Theory of Minimal Weight Perturbations in Deep Networks and its Applications for Low-Rank Activated Backdoor Attacks
Published on arXiv
2601.16880
Model Poisoning
OWASP ML Top 10 — ML10
Key Finding
Low-rank compression can reliably activate latent backdoors in DNNs while preserving full-precision accuracy, with provable compression thresholds governing attack feasibility derived from backpropagated margin sensitivity.
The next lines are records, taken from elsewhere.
PR #1071, opened 2017-03-30
Move delete from thank you to submit

LJBabbage:
Remove all state changes  on end points (thank you, signed out and session expired) and introduces survey_completed_metadata in cookie so submit data can clear the questionnaire store

### How to review 
1. Make sure you can't jump to the thank-you page without completing a survey first
2. Make sure once you are on the survey page and try to go back it stays on thank-you
3. Make sure session time works as expected
4. Make sure sign-out works as before

### DIFF
--- a/app/assets/js/app/modules/timeout.js
+++ b/app/assets/js/app/modules/timeout.js
@@ -64,6 +64,7 @@ domready(() => {
   const sessionTimeout = window.__EQ_SESSION_TIMEOUT__
   const promptTime = window.__EQ_SESSION_TIMEOUT_PROMPT__
   const sessionExpiredUrl = window.__EQ_SESSION_EXPIRED_URL__
+  const expireSessionUrl = window.__EQ_EXPIRE_SESSION_URL__
   const sessionContinueUrl = window.__EQ_SESSION_CONTINUE_URL__
 
   const continueBtn = document.querySelector('.js-timeout-continue')
@@ -124,7 +125,10 @@ domready(() => {
     let countDown = timeoutUI.onTick()
     if (countDown < 1) {
       window.clearInterval(this)
-      window.location = sessionExpiredUrl
+      fetch(expireSessionUrl, { method: 'POST' })
+        .then(() => {
+          window.location = sessionExpiredUrl
+        })
     }
 
     if (countDown < promptTime) {
--- a/app/authentication/session_storage.py
+++ b/app/authentication/session_storage.py
@@ -8,6 +8,7 @@ from app.data_model.database import db_session
 
 USER_ID = "user_id"
 USER_IK = "user_ik"
+SURVEY_COMPLETED_METADATA = "survey_completed_metadata"
 EQ_SESSION_ID = "eq-session-id"
 
 logger = get_logger()
@@ -30,9 +31,9 @@ class SessionStorage:
             # session has a add function but it is wrapped in a session_scope which confuses pylint
             db_session.add(eq_session)
 
-    def clear(self):
+    def delete_session_from_db(self):
         """
-        Removes a user id from the session
+        deletes user session from database
         """
         if EQ_SESSION_ID in session:
             eq_session_id = session[EQ_SESSION_ID]
@@ -88,6 +89,29 @@ class SessionStorage:
         session[USER_IK] = user_ik
 
     @staticmethod
+    def store_survey_completed_metadata(tx_id, period_str, ru_ref):
+        """
+        Store survey_completed_metadata in the cookie for retrieval later
+        """
+        session[SURVEY_COMPLETED_METADATA] = {
+            'tx_id': tx_id,
+            'period_str': period_str,
+            'ru_ref': ru_ref,
+        }
+
+    @staticmethod
+    def has_survey_completed_metadata():
+        """
+        Checks if a user has survey completed metadata
+        :return: boolean value
+        """
+
+        if SURVEY_COMPLETED_METADATA in session:
+            return session[SURVEY_COMPLETED_METADATA] is not None
+        else:
+            return False
+
+    @staticmethod
     def has_user_ik():
         """
         Checks if a user has a stored ik
@@ -97,6 +121,24 @@ class SessionStorage:
             return session[USER_IK] is not None
         else:
             return False
+
+    def remove_user_ik(self):
+        """
+        Removes a user's ik from the session
+        """
+
+        if self.has_user_ik():
+            session.pop(USER_IK)
+
+    def get_survey_completed_metadata(self):
+        """
+        Retrieves survey completed metadata
+        :return: the survey completed metadata
+        """
+        if self.has_survey_completed_metadata():
+            return session[SURVEY_COMPLETED_METADATA]
+        else:
+            return None
 
     def get_user_ik(self):
         """
--- a/app/views/questionnaire.py
+++ b/app/views/questionnaire.py
@@ -25,11 +25,11 @@ from app.questionnaire.path_finder import PathFinder
 from app.questionnaire.rules import evaluate_skip_condition
 from app.submitter.converter import convert_answers
 from app.submitter.submitter import SubmitterFactory
-from app.templating.metadata_context import build_metadata_context
+from app.templating.metadata_context import build_metadata_context, build_metadata_context_for_survey_completed
 from app.templating.schema_context import build_schema_context
 from app.templating.summary_context import build_summary_rendering_context
 from app.templating.template_renderer import renderer, TemplateRenderer
-from app.utilities.schema import load_schema_from_metadata
+from app.utilities.schema import load_schema_from_metadata, load_schema_from_params
 from app.views.errors import MultipleSurveyError
 
 logger = get_logger()
@@ -41,16 +41,16 @@ questionnaire_blueprint = Blueprint(name='questionnaire',
 
 
 @questionnaire_blueprint.before_request
-@login_required
 def before_request():
-    metadata = get_metadata(current_user)
-    logger.bind(tx_id=metadata['tx_id'])
-    g.schema_json = load_schema_from_metadata(metadata)
     values = request.view_args
     logger.info('questionnaire request', eq_id=values['eq_id'], form_type=values['form_type'],
                 ce_id=values['collection_id'], method=request.method, url_path=request.full_path)
 
-    _check_same_survey(values['eq_id'], values['form_type'], values['collection_id'])
+    metadata = get_metadata(current_user)
+    if metadata:
+        logger.bind(tx_id=metadata['tx_id'])
+        g.schema_json = load_schema_from_metadata(metadata)
+        _check_same_survey(values['eq_id'], values['form_type'], values['collection_id'])
 
 
 @questionnaire_blueprint.after_request
@@ -78,19 +78,18 @@ def get_block(eq_id, form_type, collection_id, group_id, group_instance, block_i
     metadata = get_metadata(current_user)
     answer_store = get_answer_store(current_user)
     path_finder = PathFinder(g.schema_json, answer_store, metadata)
-
     valid_group = group_id in SchemaHelper.get_group_ids(g.schema_json)
     full_routing_path = path_finder.get_routing_path()
     is_valid_location = valid_group and current_location in path_finder.get_routing_path(group_id, group_instance)
     latest_location = path_finder.get_latest_location(get_completed_blocks(current_user), routing_path=full_routing_path)
     if not is_valid_location:
-        return _redirect_to_latest_location(collection_id, eq_id, form_type, latest_location)
+        return _redirect_to_location(collection_id, eq_id, form_type, latest_location)
 
     block = _render_schema(current_location)
     block_type = block['type']
     is_skipping_to_end = block_type in ['Summary', 'Confirmation'] and current_location != latest_location
     if is_skipping_to_end:
-        return _redirect_to_latest_location(collection_id, eq_id, form_type, latest_location)
+        return _redirect_to_location(collection_id, eq_id, form_type, latest_location)
 
     context = _get_context(block, current_location, answer_store)
     return _build_template(current_location, context, template=block_type, routing_path=full_routing_path)
@@ -109,7 +108,7 @@ def post_block(eq_id, form_type, collection_id, group_id, group_instance, block_
     is_valid_location = valid_group and current_location in path_finder.get_routing_path(group_id, group_instance)
     if not is_valid_location:
         latest_location = path_finder.get_latest_location(get_completed_blocks(current_user), routing_path=full_routing_path)
-        return _redirect_to_latest_location(collection_id, eq_id, form_type, latest_location)
+        return _redirect_to_location(collection_id, eq_id, form_type, latest_location)
 
     error_messages = SchemaHelper.get_messages(g.schema_json)
     block = _render_schema(current_location)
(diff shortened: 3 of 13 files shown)


app/views/questionnaire.py
```diff
@@ -216,18 +211,20 @@ def get_timeout_continue(eq_id, form_type, collection_id):  # pylint: disable=un
...
 @login_required
-def get_session_expired(eq_id, form_type, collection_id):  # pylint: disable=unused-argument
+def post_session_expired(eq_id, form_type, collection_id):  # pylint: disable=unused-argument
     session_storage.clear()
     logout_user()
-    theme = g.schema_json.get('theme', None)
-    logger.debug("theme selected", theme=theme)
-    return render_theme_template(theme, template_name='session-expired.html',
-                                 legal_basis=g.schema_json['legal_basis'],
+    return redirect(url_for('.get_session_expired', eq_id=eq_id, form_type=form_type, collection_id=collection_id))
```
jonnyshaw89: instead of redirecting can't you just `return self.get_session_expired(eq_id, form_type, collection_id)`
Given you are essentially redirecting to the same page?

app/views/questionnaire.py
```diff
@@ -272,15 +267,16 @@ def is_survey_completed(answer_store, metadata):
...
     if _is_invalid_form(form):
         content = {'block': block_json, 'form': form}
         return _build_template(this_location, content, template=block_json['type'])
     else:
         _update_questionnaire_store(this_location, form)
-
         if this_location in questionnaire_store.completed_blocks:
             questionnaire_store.completed_blocks.remove(this_location)
+            questionnaire_store.add_or_update()
+        session_storage.clear()
```
jonnyshaw89: personal preference but a line break after the indentation makes it look clearer that the if has finished?

jonnyshaw89 (changes requested):

app/authentication/session_storage.py
```diff
@@ -88,6 +89,32 @@ def store_user_ik(user_ik):
         session[USER_IK] = user_ik
 
     @staticmethod
+    def store_survey_completed_metadata(tx_id, period_str, ru_ref):
+        """
+        Store survey_completed_metadata in the cookie for retrieval later
+        :param tx_id: the transaction id
```
collisdigital: Not sure these `:param` descriptions add anything over the variable names; if they really do then consider just naming the variables more verbose instead.

app/views/questionnaire.py
```diff
@@ -41,16 +42,16 @@
 
 
 @questionnaire_blueprint.before_request
-@login_required
```
collisdigital, line 44: What's the implication of removing `@login_required` here?

app/views/questionnaire.py
```diff
@@ -216,18 +211,20 @@ def get_timeout_continue(eq_id, form_type, collection_id):  # pylint: disable=un
     return 'true'
 
 
-@questionnaire_blueprint.route('session-expired', methods=["GET"])
+@questionnaire_blueprint.route('session-expired', methods=["POST"])
```
collisdigital: Not sure the name of this make sense now; should it be an action like `sign-out` as that's what it's doing?

collisdigital: The sign-out link on GitHub.com is a POST to `/logout`; which also raises the question of why ours is not on the root URL `/`, since our `sign-in` is i.e. `/session?token=....`

app/views/questionnaire.py
collisdigital: See my above comment about renaming this (and possibly moving the endpoint); if that happens it would make sense to re-direct to the expired page.

app/views/questionnaire.py
```diff
@@ -216,18 +211,20 @@ def get_timeout_continue(eq_id, form_type, collection_id):  # pylint: disable=un
...
     session_storage.clear()
     logout_user()
-    theme = g.schema_json.get('theme', None)
-    logger.debug("theme selected", theme=theme)
-    return render_theme_template(theme, template_name='session-expired.html',
-                                 legal_basis=g.schema_json['legal_basis'],
+    return redirect(url_for('.get_session_expired', eq_id=eq_id, form_type=form_type, collection_id=collection_id))
+
+
+@questionnaire_blueprint.route('session-expired', methods=["GET"])
```
collisdigital: As per above; should this endpoint be on the root URL e.g. `/session-expired` ?

app/views/questionnaire.py
```diff
@@ -172,41 +175,33 @@ def post_household_composition(eq_id, form_type, collection_id, group_id):  # py
...
-        full_routing_path = path_finder.get_routing_path()
+        path_finder = PathFinder(schema, answer_store, metadata)
+        routing_path = path_finder.get_routing_path()
         latest_location = path_finder.get_latest_location(get_completed_blocks(current_user),
-                                                          routing_path=full_routing_path)
+                                                          routing_path=routing_path)
         return _redirect_to_latest_location(collection_id, eq_id, form_type, latest_location)
 
 
 @questionnaire_blueprint.route('signed-out', methods=["GET"])
```
collisdigital: See my later comments; should this be on the root URL now e.g. `/signed-out` ?

app/views/questionnaire.py
```diff
@@ -238,10 +235,8 @@ def submit_answers(eq_id, form_type, collection_id, metadata, answer_store):
         submitter = SubmitterFactory.get_submitter()
         message = convert_answers(metadata, g.schema_json, answer_store, path_finder.get_routing_path())
         submitter.send_answers(message)
-        questionnaire_store = get_questionnaire_store(current_user.user_id, current_user.user_ik)
-        metadata['submitted'] = True
-        questionnaire_store.metadata = metadata
-
+        session_storage.store_survey_completed_metadata(metadata['tx_id'], metadata['period_str'], metadata['ru_ref'])
+        get_questionnaire_store(current_user.user_id, current_user.user_ik).delete()
```
collisdigital, line 238: should the user also be signed-out here (without clearing their cookie)?

collisdigital: Otherwise they only get signed-out by a timeout as the thank-you page has no way to sign-out manually.

app/views/questionnaire.py
LJBabbage: If its on the route, without the user having metadata how am I going to get the theme and the survey title? At the minute I am getting the eq_id and form_type from the URL then using the schema_loader to get me those details

app/views/questionnaire.py
LJBabbage: Problem is I have end points which you are no longer are signed in for, the before_request will naturally fire for everything requests, if you have to be logged in for the before_request then those end points can never be reached

app/views/questionnaire.py
LJBabbage: Tricky, we already have a sign-out page and it carries a different template meaning I can't merge them together

app/views/questionnaire.py
LJBabbage: I can sign them out, but I used the login_required decorator on the thank-you GET meaning someone can't just randomly jump to the thank you page. I guess it gives us a choice, sign them out and allow anyone to get to thank you or keep them signed in and only allow legitimate signed in users to get there

app/authentication/session_storage.py
```diff
@@ -30,9 +31,9 @@ def store_user_id(user_id):
             # session has a add function but it is wrapped in a session_scope which confuses pylint
             db_session.add(eq_session)
 
-    def clear(self):
+    def delete_session_from_db(self):
         """
-        Removes a user id from the session
+        deletes user session from database
```
collisdigital, line 36: This looks like it removes a cookie value not something from the database?

app/authentication/session_storage.py
```diff
@@ -98,6 +122,24 @@ def has_user_ik():
         else:
             return False
 
+    def remove_user_ik(self):
+        """
+        Removes a user's ik from the session
+        """
+
+        if self.has_user_ik():
+            session.pop('user_ik')
```
collisdigital: Use the constant: `USER_IK`

app/views/questionnaire.py
```diff
@@ -170,43 +173,39 @@ def post_household_composition(eq_id, form_type, collection_id, group_id):  # py
...
-        full_routing_path = path_finder.get_routing_path()
-        latest_location = path_finder.get_latest_location(get_completed_blocks(current_user),
-                                                          routing_path=full_routing_path)
-        return _redirect_to_latest_location(collection_id, eq_id, form_type, latest_location)
+        return get_latest_location(collection_id, eq_id, form_type, schema)
 
 
-@questionnaire_blueprint.route('signed-out', methods=["GET"])
 @login_required
+def get_latest_location(collection_id, eq_id, form_type, schema):
```
collisdigital: maybe this should be `_redirect_to_latest_location` and the original `_redirect_to_latest_location` should be renamed `_redirect_to_location` as it just take a `location` anyway?

app/views/questionnaire.py
```diff
@@ -170,43 +173,39 @@ def post_household_composition(eq_id, form_type, collection_id, group_id):  # py
...
+    answer_store = get_answer_store(current_user)
+    path_finder = PathFinder(schema, answer_store, metadata)
+    routing_path = path_finder.get_routing_path()
+    latest_location = path_finder.get_latest_location(get_completed_blocks(current_user),
+                                                      routing_path=routing_path)
+    return _redirect_to_latest_location(collection_id, eq_id, form_type, latest_location)
+
+
+@questionnaire_blueprint.route('signed-out', methods=["GET"])
 def get_sign_out(eq_id, form_type, collection_id):  # pylint: disable=unused-argument
```
collisdigital: Does this require a `login_required` now?

app/views/questionnaire.py
collisdigital: yeah leave it for now, something for the future

app/views/questionnaire.py
```diff
@@ -216,18 +215,19 @@ def get_timeout_continue(eq_id, form_type, collection_id):  # pylint: disable=un
...
 
-@questionnaire_blueprint.route('session-expired', methods=["GET"])
+@questionnaire_blueprint.route('session-expired', methods=["POST"])
 @login_required
+def post_session_expired(eq_id, form_type, collection_id):  # pylint: disable=unused-argument
+    _remove_survey_session_data()
+    return get_session_expired(eq_id, form_type, collection_id)
+
+
+@questionnaire_blueprint.route('session-expired', methods=["GET"])
```
collisdigital, line 221: this used to have `@login_required` should it still ?

app/views/questionnaire.py
collisdigital: Only someone with the values in their cookie should be able to get to the thank-you page and they should only have them if we put them there after they were logged in previously to submit

app/views/questionnaire.py
LJBabbage: No the user is signed out at this point

app/views/questionnaire.py
LJBabbage: The user is signed out by this point

app/views/questionnaire.py
collisdigital: ok, can you raise a debt card about knowing the theme from the URL rather than having to load the schema etc?

app/views/questionnaire.py
collisdigital: Ok see comment below

app/authentication/session_storage.py
LJBabbage: The main code this function is calling is db_session.delete(eq_session). So I have just aligned the function name, clear was a rubbish, it confused me as I thought it was clearing the whole contents of the session, wrong

app/views/questionnaire.py
LJBabbage: Ok

app/authentication/session_storage.py
collisdigital: ok, makes sense :+1:

.application-version
```diff
@@ -0,0 +1 @@
+e116268968fec6ef4114cf6a5e5eb9bf00d98823
```
collisdigital: should this file be here? Perhaps it is useful to have one that contains 'not set' or similar?

app/authentication/session_storage.py
```diff
@@ -88,6 +89,29 @@ def store_user_ik(user_ik):
         session[USER_IK] = user_ik
 
     @staticmethod
+    def store_survey_completed_metadata(tx_id, period_str, ru_ref):
+        """
+        Store survey_completed_metadata in the cookie for retrieval later
+        """
+        session[SURVEY_COMPLETED_METADATA] = {
+            'tx_id': tx_id,
```
collisdigital, line 97: Do we also need the survey title as it's currently shown on the thank-you page?

app/views/questionnaire.py
collisdigital: OK

app/views/questionnaire.py
```diff
@@ -449,7 +449,7 @@ def extract_answer_id_and_instance(answer_instance_id):
     return answer_id, int(index)
 
 
-def _redirect_to_latest_location(collection_id, eq_id, form_type, latest_location):
+def _redirect_to_location(collection_id, eq_id, form_type, latest_location):
```
collisdigital: `latest_location` should probably be just `location` now

tests/integration/star_wars/test_backwards_navigation_after_submission.py
```diff
@@ -21,9 +21,6 @@ def test_backwards_navigation_star_wars(self):
         self.backwards_navigation()
 
     def backwards_navigation(self):
-        # Introduction
```
collisdigital, line 24: Shouldn't this fail/work/pass still?

collisdigital:
Do we have integration tests that verify the acceptance criteria for this work?

app/authentication/session_storage.py
LJBabbage: Comes from the schema, so no

tests/integration/star_wars/test_backwards_navigation_after_submission.py
LJBabbage: It was a duplication, look at the last assertion its introduction as well

LJBabbage:
We are well covered on integration tests, although I have added one more for when a survey is completed and then you try to go back

app/views/questionnaire.py
ajmaddaford: We should at least rename the route something like `expire-session`

yarn.lock
```diff
@@ -1,25 +1,5 @@
 # THIS IS AN AUTOGENERATED FILE. DO NOT EDIT THIS FILE DIRECTLY.
 # yarn lockfile v1
```
ajmaddaford: Should this have been checked in? Seems like a lot of dependency changes.

app/assets/js/app/modules/timeout.js
```diff
@@ -124,7 +124,10 @@ domready(() => {
     let countDown = timeoutUI.onTick()
     if (countDown < 1) {
       window.clearInterval(this)
-      window.location = sessionExpiredUrl
+      fetch(sessionExpiredUrl, { method: 'POST' })
+        .then(() => {
+          window.location = sessionExpiredUrl
```
ajmaddaford: We should use two URLs - one for expiring the session and another for displaying the session expired page.

app/views/questionnaire.py
jonnyshaw89: Does the JavaScript need updating to POST to this now?

app/views/questionnaire.py
jonnyshaw89: as `get_thank_you` no longer has the `login_required` decorator i think @collisdigital is correct

jonnyshaw89 (changes requested):

jonnyshaw89 (approved):

.application-version
```diff
@@ -0,0 +1 @@
+fe98719296c18e99b6cee7fee01e8bdf80ab08b1
```
ajmaddaford: This file shouldn't be checked in

ajmaddaford (changes requested):

app/views/questionnaire.py
```diff
@@ -216,18 +212,19 @@ def get_timeout_continue(eq_id, form_type, collection_id):  # pylint: disable=un
     return 'true'
 
 
-@questionnaire_blueprint.route('session-expired', methods=["GET"])
+@questionnaire_blueprint.route('expire-session', methods=["POST"])
 @login_required
+def post_session_expired(eq_id, form_type, collection_id):  # pylint: disable=unused-argument
```
ajmaddaford: This method should be renamed `post_expire_session` to match the url change

tests/integration/questionnaire/test_questionnaire_previous_link.py
```diff
@@ -62,3 +62,14 @@ def test_previous_link_on_relationship(self):
         self.get('questionnaire/census/household/789/who-lives-here-relationship/1/household-relationships')
         self.assertInPage('Previous')
 
+    def test_when_completed_questionnaire_previous_on_thank_you_returns_unauthorised(self):
```
ajmaddaford: This test isn't testing the previous link so probably shouldn't be in this test

tests/integration/questionnaire/test_questionnaire_session_expired.py
```diff
@@ -5,7 +5,7 @@ class TestSessionExpired(IntegrationTestCase):
 
     def test_session_expired_should_log_user_out(self):
         self.launchSurvey('1', '0205')
-        self.get('/questionnaire/1/0205/789/session-expired')
+        self.post(url='/questionnaire/1/0205/789/session-expired')
```
ajmaddaford: These URLs are now `/expire-session`

tests/integration/session/test_timeout.py
```diff
@@ -18,9 +18,9 @@ def test_timeout_continue_returns_200(self):
 
     def test_session_expired_clears_session(self):
         self.launchSurvey('test', 'timeout')
-        self.get('/questionnaire/test/timeout/789/session-expired')
+        self.post(url='/questionnaire/test/timeout/789/session-expired')
         self.assertStatusOK()
-        self.get('/questionnaire/test/timeout/789/session-expired')
+        self.post(url='/questionnaire/test/timeout/789/session-expired')
```
ajmaddaford: Isn't this test a duplicate of `test_session_expired_should_log_user_out` in `test_questionnaire_session_expired.py`?

ajmaddaford (changes requested):

jonnyshaw89:
@LJBabbage You have many build errors.

tests/integration/questionnaire/test_questionnaire_endpoint_redirects.py
```diff
@@ -72,3 +72,39 @@ def test_given_complete_questionnaire_when_submitted_then_data_is_deleted(self):
...
+        self.assertInUrl('questionnaire/test/percentage/789/thank-you')
+
+    def test_when_survey_submitted_re_submitting_returns_unauthorised(self):
+        # Given we have submitted the test_percentage survey
+        self.launchSurvey('test', 'percentage', roles=['dumper'])
+        self.post({'answer': '99'})
+        self.post(action=None)
+
+        # When we try to submit the survey again
+        self.post(url='questionnaire/2/0001/789/qbs/0/summary')
```
ajmaddaford: Any reason this is another survey and not the percentage survey?

ajmaddaford (changes requested):

ajmaddaford (approved):

yoganandkunche:
Passed QA in pre-prod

Low-Rank Activated Backdoor Attack
Novel technique introduced
The minimal norm weight perturbations of DNNs required to achieve a specified change in output are derived and the factors determining its size are discussed. These single-layer exact formulae are contrasted with more generic multi-layer Lipschitz constant based robustness guarantees; both are observed to be of the same order which indicates similar efficacy in their guarantees. These results are applied to precision-modification-activated backdoor attacks, establishing provable compression thresholds below which such attacks cannot succeed, and show empirically that low-rank compression can reliably activate latent backdoors while preserving full-precision accuracy. These expressions reveal how back-propagated margins govern layer-wise sensitivity and provide certifiable guarantees on the smallest parameter updates consistent with a desired output shift.
Key Contributions
- Closed-form derivation of minimal norm weight perturbations required to achieve a specified DNN output change, providing certifiable guarantees on parameter update sensitivity
- Theoretical characterization of provable compression thresholds below which precision-modification-activated backdoor attacks cannot succeed
- Empirical demonstration that low-rank compression reliably activates latent backdoors in full-precision models while maintaining clean accuracy
🛡️ Threat Analysis
The paper introduces and analyzes precision-modification-activated backdoor attacks — latent trojans embedded in full-precision model weights that remain dormant until low-rank compression or quantization activates them. The theoretical framework establishes certifiable thresholds for when such backdoors can and cannot succeed, and experiments confirm that low-rank compression reliably triggers hidden malicious behavior while preserving normal accuracy.